Para ahli mulai melakukan penelitian untuk menerapkan kecerdasan buatan di bidang kuliner dengan tujuan menciptakan produk yang sesuai dengan selera.
Dengan memanfaatkan AI, Profesor Kevin Verstrepen dari Universitas KU Leuven, Belgia, yang memimpin penelitian terkait pembuatan bir, mengatakan teknologi tersebut dapat membantu mengungkap hubungan kompleks yang terlibat dalam persepsi aroma manusia.
“Bir – seperti kebanyakan produk makanan – mengandung ratusan molekul aroma berbeda yang ditangkap oleh lidah dan hidung kita, dan otak kita kemudian mengintegrasikannya ke dalam satu gambaran," kata Verstrepen, seperti dikutip dari
The Guardian, Jumat (29/3).
"Namun, senyawa-senyawa tersebut berinteraksi satu sama lain, jadi cara kita memahami suatu senyawa juga bergantung pada konsentrasi senyawa lain,” ujarnya.
Menulis di jurnal Nature Communications, Verstrepen dan rekan-rekannya melaporkan bagaimana mereka menganalisis susunan kimia dari 250 bir komersial Belgia dengan 22 gaya berbeda termasuk lager, bir buah, bir pirang, bir Flanders Barat, dan bir non-alkohol.
Sifat-sifat yang dipelajari antara lain kandungan alkohol, pH, konsentrasi gula, serta keberadaan dan konsentrasi lebih dari 200 senyawa berbeda yang terlibat dalam perasa seperti ester yang dihasilkan oleh ragi dan terpenoid dari hop, keduanya terlibat dalam pembuatan aroma buah.
Panel pencicipan yang terdiri dari 16 peserta mengambil sampel dan menilai masing-masing dari 250 bir untuk 50 atribut berbeda, seperti rasa hop, rasa manis, dan keasaman - sebuah proses yang memakan waktu tiga tahun.
Para peneliti juga mengumpulkan 180.000 ulasan bir yang berbeda dari platform ulasan konsumen online RateBeer, dan menemukan bahwa meskipun apresiasi terhadap bir tersebut bias oleh fitur-fitur seperti harga, artinya mereka berbeda dari peringkat panel pencicip, peringkat dan komentar yang berkaitan dengan fitur lainnya – seperti seperti rasa pahit, manis, alkohol, dan aroma malt – semuanya berkorelasi baik dengan panel pencicip.
“Perubahan kecil dalam konsentrasi bahan kimia dapat berdampak besar, terutama ketika beberapa komponen mulai berubah,” kata Verstrepen.

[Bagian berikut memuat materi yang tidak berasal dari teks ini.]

PR #1871, opened 2022-04-21
Refactor `db::ClosedCfdInputAggregate` to be modelled around confirmations

da-kami:
We decide based on the confirmations and don't try to build up the CFD state as we apply events.
This is more driven by what actually happened on the blockchain.

Additionally we treat `commit` as part of a `cet` or `refund` settlement, which reduces error pathes.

Dengan menggunakan kumpulan data yang berbeda, tim membuat model berdasarkan pembelajaran mesin – suatu bentuk AI – untuk memprediksi bagaimana rasa dan apresiasi bir, berdasarkan komposisinya.

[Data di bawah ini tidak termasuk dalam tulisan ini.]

PR #1873, opened 2022-04-21
bdk 0.17

### LINKED ISSUE #1821: Investigate regression after bumping `bdk` to version `0.17`
We want to keep depending on latest `bdk` but it appears that upgrading to `0.17` stopped our wallet from finding UTXOs. Perhaps we need to use the updated APIs differently or open an issue on `bdk` if the APIs no longer support our needs.

---

Original problem: https://github.com/itchysats/itchysats/issues/1814.

Bump to `bdk:0.17.0`: https://github.com/itchysats/itchysats/pull/1655.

Mereka kemudian menggunakan hasilnya untuk menyempurnakan bir komersial yang sudah ada, dan pada dasarnya menambahkan zat-zat yang ditandai oleh model sebagai prediktor penting terhadap apresiasi secara keseluruhan – seperti asam laktat dan gliserol.
Hasil dari panel pencicipan mengungkapkan bahwa penambahan tersebut meningkatkan peringkat untuk bir beralkohol dan non-alkohol di seluruh metrik termasuk rasa manis, isi, dan apresiasi secara keseluruhan.
Meskipun model ini memiliki keterbatasan, termasuk hanya dikembangkan menggunakan kumpulan data berdasarkan bir komersial berkualitas tinggi, Verstrepen mengatakan penerapan terbesarnya adalah mengubah bir non-alkohol agar menjadi lebih baik.
Namun peneliti mengatakan pecinta bir tidak perlu khawatir bahwa teknologi baru dapat mengganggu warisan yang kaya, dan Verstrepen mencatat bahwa keterampilan pembuat bir tetap penting.
“Model AI memprediksi perubahan kimia yang dapat mengoptimalkan bir, namun tetap bergantung pada pembuat bir untuk mewujudkannya mulai dari resep dan metode pembuatan bir,” katanya.